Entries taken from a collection
Content starts
Issue #1295, opened 2026-06-30
Commission Cassandra 5.0 golden fixture: set<int>/map<int,…> with negative elements/keys (frozen + non-frozen)


pmcfadin:
## Context
Follow-up from #1275 (type-aware signed comparator for set/map element ordering, merged via its PR). #1275 fixed the bug — set/map elements now order by the element/key CQL type's Cassandra `AbstractType` comparator (signed for numerics, Java-compatible float/decimal) instead of raw unsigned byte order.

The pinned tests in #1275 are **oracle-grounded but derived**: they assert the exact serialized byte layout computed from Cassandra's signed comparator rule + the documented frozen/complex-cell wire format (e.g. `frozen<set<int>>` of {3,-1,1,0,-2} → bodies in signed order -2,-1,0,1,3). No Cassandra-written golden with **negative** numeric collection elements/keys exists under `test-data/`, so the assertions are not yet byte-for-byte against a real Cassandra 5.0 SSTable.

## Goal
Commission a real Cassandra 5.0-written reference SSTable (via the test-data Docker tooling) containing:
- `set<int>` / `map<int,…>` and `frozen<set<int>>` / `frozen<map<int,…>>`
- rows whose collections include **negative** numeric keys/elements (and a mix of negative/positive)
- ideally also negative `bigint`/`smallint`/`tinyint` and a large-unscaled `decimal` + a NaN/±0.0 `double` element, to lock the other comparator branches added in #1275

Then upgrade the #1275 derived tests to assert byte-for-byte against the committed golden (force-commit the small `.db` reference binaries per the #1190 playbook; verify against a clean `git worktree add --detach HEAD`, not a dirty tree).

## Routing
Oracle-driven (Cassandra is ground truth). Fixture generation is slow under emulation — likely belongs on the nightly/exhaustive lane, not the required gate.

## Acceptance criteria
- Committed Cassandra 5.0 golden fixture(s) with negative numeric collection elements/keys (frozen + non-frozen).
- #1275's `scenarios_4.rs` negative-value tests upgraded from derived-byte to byte-for-byte against the golden (skip-on-absence guarded; 0-rows-when-present is a failure).

pmcfadin:
🧭 **MANAGER** 
GO

Cleared for the swarm — independent, oracle/CI/test-data scoped. implement → agent-gate → roborev → merge autonomously.

pmcfadin:
[...]

Issue #1275, opened 2026-06-30
Frozen + non-frozen map/set use raw unsigned-byte sort — diverges from Cassandra type comparator for signed numerics


pmcfadin:
## Summary
Both the **non-frozen** complex-cell path (`write_set_complex_cells` / `write_map_complex_cells` in `cqlite-core/src/storage/sstable/writer/data_writer/complex.rs`) and the **frozen** path (`serialize_value` Set/Map arms in `encoding.rs`, fixed in #1254) order set elements / map keys with a **raw unsigned serialized-byte sort** (`serialized.sort()` / `sort_by(a.0.cmp(b.0))`).

Cassandra `SetType`/`MapType` sort by the **element/key AbstractType's own comparator**, which for signed numeric types (`int`/`Int32Type`, `bigint`/`LongType`, etc.) is **signed** comparison. Raw big-endian two's-complement byte order ≠ numeric order for negatives: e.g. `-1` → `0xFFFFFFFF` sorts **last** under byte order but **first** under `Int32Type`.

## Why it's a bug
A `frozen<set<int>>` / `frozen<map<int,…>>` (or the non-frozen equivalents) containing **negative** keys/elements serializes in a different order than Cassandra → **byte-for-byte parity not met** for those cases.

## Why it's currently latent
- #1254's tests cover only positive `int` and `text`, where byte order coincidentally matches numeric/lexicographic order.
- Existing fixtures don't exercise negative numeric collection keys/elements.

## Scope / routing
Oracle-driven (Cassandra `AbstractType` comparators are ground truth). Affects **both** the frozen and non-frozen serialization paths — fix should be unified (a single type-aware comparator keyed off the schema/`AbstractType`, no heuristic).

## Acceptance criteria
- A shared type-aware comparator orders set elements / map keys per the element/key CQL type's Cassandra comparator (signed for numeric types), used by both `complex.rs` and `encoding.rs`.
- Pinned byte-parity test: `frozen<set<int>>` and `frozen<map<int,…>>` with **negative** values serialize matching a Cassandra 5.0 golden (and the non-frozen equivalents).
- No-heuristics: comparator derived from authoritative type metadata only.

## Found-by
roborev review of PR #1274 (#1254); also flagged by the #1020 follow-up commit `2f2766a0` ("order frozen map/set by key/element type comparator, not raw bytes").

pmcfadin:
🧭 **MANAGER** 
GO
ORDER: 1

[...]

PR #1317, opened 2026-06-30
feat(#1296): recursive comparator for composite collection element/key ordering

### LINKED ISSUE #1296: Collection element/key ordering: recursive comparator for composite types (tuple/UDT/nested frozen collections)
## Context
Follow-up from #1275, surfaced by roborev. #1275 added a shared type-aware comparator (`cqlite-core/src/storage/sstable/writer/data_writer/collection_order.rs`) that orders set elements / map keys per the element/key CQL type's Cassandra `AbstractType` comparator — correctly handling SCALAR signed numerics (int/bigint/smallint/tinyint), float/double (Java NaN order), varint, and decimal.

For **composite** element/key types it still falls back to **raw serialized-byte comparison**, which diverges from Cassandra:
- `set<tuple<int>>` / `map<tuple<int>, …>` — Cassandra `TupleType`/`CompositeType` compares field-by-field recursively using each field's comparator, so `tuple(-1)` sorts before `tuple(1)`; raw bytes put it after.
- `set<frozen<set<int>>>` and other nested frozen collections — elements should order by the inner collection's element comparator recursively, not raw bytes.
- frozen UDTs as set elements / map keys — field-by-field per the UDT field comparators.

**Not a regression**: main already raw-byte-sorts these composites; #1275 simply scoped to scalars and left the pre-existing behavior for composites. This issue closes that gap.

## Fix direction (from roborev)
Add recursive comparator handling for `Tuple`, `Udt`, and frozen/nested collection `Value`s in `collection_order.rs::compare_collection_elements`, OR thread the schema `ComparatorType` into the writer sort path so composites compare by their structural comparator instead of falling back to serialized bytes.

## Routing
Oracle-driven (Cassandra `TupleType`/`UserType`/`*Type` comparators are ground truth; local source `~/local_projects/cassandra`, `org.apache.cassandra.db.marshal`).

## Acceptance criteria
- `compare_collection_elements` orders composite element/key types (tuple, UDT, nested frozen collections) recursively by their structural Cassandra comparator — no raw-byte fallback for composites containing signed numerics.
- Pinned tests: `set<tuple<int>>` / `frozen<set<frozen<set<int>>>>` (and a frozen-UDT-keyed map) containing NEGATIVE inner numerics serialize in the recursive comparator order, asserted against the derived byte layout (and a Cassandra golden if #1295 lands one).
- No-heuristics: comparator derived from authoritative type metadata only.

pmcfadin:
Closes #1296 — follow-up to #1275.

## What
Recursive, type-aware comparator for **composite** SET-element / MAP-key types in the SSTable write path, so set/map ordering matches Cassandra for `tuple`, UDT, and nested frozen collections (previously these fell back to raw serialized-byte comparison, which diverges from Cassandra).

- Split `collection_order.rs` (at the 800-line campsite threshold) into a `collection_order/` submodule: `scalar.rs` (the unchanged #1275 scalar leaves) + new `composite.rs` (recursive `tuple`/UDT/`set`/`list`/`map` comparators) + `mod.rs` (dispatcher). Write-path call sites unchanged (route through the same `compare_collection_elements` entry).
- Each composite comparator mirrors the Cassandra 5.0 `compareCustom`: `TupleType`/`UserType` (positional, null-first, prefix-shorter-first), `SetType`/`ListType` (element-wise + length tiebreak; lists keep insertion order, sets canonicalized), `MapType` (key-then-value + length). Leaves recurse into the #1275 signed/float/varint/decimal/uuid logic — no reimplementation, no heuristics (#28).

## Notable fix (found via wiring-evidence review)
The write path did **not** sort nested frozen collections bottom-up: `set<frozen<set<int>>>` with unsorted inner data serialized non-canonically (outer ordered against unsorted inner while inner bytes were written sorted). The comparator now canonicalizes each side before comparing; an end-to-end serialize regression test (`collection_order_serialize.rs`) is proven to fail without the fix.

## Verification
- `scripts/agent-gate.sh`: **PASS**
- roborev: clean (2 Lows addressed — list-insertion-order test + perf note)
- Independent Cassandra `compareCustom` **semantics audit: SOUND** (all 6 rules cited against marshal source behavior)
- TDD-verified throughout (disabling each composite arm / the inner sort / a list-sort makes the corresponding tests fail)
- Oracle-anchored unit + e2e tests. No Cassandra golden fixture exists for these orderings yet — byte-parity goldens are tracked separately by **#1295**.


pmcfadin:
Merging over a non-required, flaky macos-14 failure: `test_parity.py::TestCoverageSummary::test_every_discovered_keyspace_is_classified` (1 failed / 372 passed). This is a **keyspace-classification** test, orthogonal to this PR's collection-ordering change. It passes on ubuntu-latest, windows-latest, an earlier macos-14 attempt, and the local `agent-gate.sh` (python-bindings PASS). macos-14 had dataset-fetch infra flakiness on this run (the first attempt failed at `Fetch datasets if cache miss`), which plausibly left inconsistent dataset state. Required status checks on main are empty; real coverage is green everywhere else.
Content ends
WHAT TO WORK ON
Your task for the entries above: copy exactly the span starting with the line with "## Why it's a bug" and going on through the line with "For **composite** element/key", both lines included, and nothing else.

SOLUTION TO THIS EXERCISE
## Why it's a bug
A `frozen<set<int>>` / `frozen<map<int,…>>` (or the non-frozen equivalents) containing **negative** keys/elements serializes in a different order than Cassandra → **byte-for-byte parity not met** for those cases.

## Why it's currently latent
- #1254's tests cover only positive `int` and `text`, where byte order coincidentally matches numeric/lexicographic order.
- Existing fixtures don't exercise negative numeric collection keys/elements.

## Scope / routing
Oracle-driven (Cassandra `AbstractType` comparators are ground truth). Affects **both** the frozen and non-frozen serialization paths — fix should be unified (a single type-aware comparator keyed off the schema/`AbstractType`, no heuristic).

## Acceptance criteria
- A shared type-aware comparator orders set elements / map keys per the element/key CQL type's Cassandra comparator (signed for numeric types), used by both `complex.rs` and `encoding.rs`.
- Pinned byte-parity test: `frozen<set<int>>` and `frozen<map<int,…>>` with **negative** values serialize matching a Cassandra 5.0 golden (and the non-frozen equivalents).
- No-heuristics: comparator derived from authoritative type metadata only.

## Found-by
roborev review of PR #1274 (#1254); also flagged by the #1020 follow-up commit `2f2766a0` ("order frozen map/set by key/element type comparator, not raw bytes").

pmcfadin:
🧭 **MANAGER** 
GO
ORDER: 1

[...]

PR #1317, opened 2026-06-30
feat(#1296): recursive comparator for composite collection element/key ordering

### LINKED ISSUE #1296: Collection element/key ordering: recursive comparator for composite types (tuple/UDT/nested frozen collections)
## Context
Follow-up from #1275, surfaced by roborev. #1275 added a shared type-aware comparator (`cqlite-core/src/storage/sstable/writer/data_writer/collection_order.rs`) that orders set elements / map keys per the element/key CQL type's Cassandra `AbstractType` comparator — correctly handling SCALAR signed numerics (int/bigint/smallint/tinyint), float/double (Java NaN order), varint, and decimal.

For **composite** element/key types it still falls back to **raw serialized-byte comparison**, which diverges from Cassandra:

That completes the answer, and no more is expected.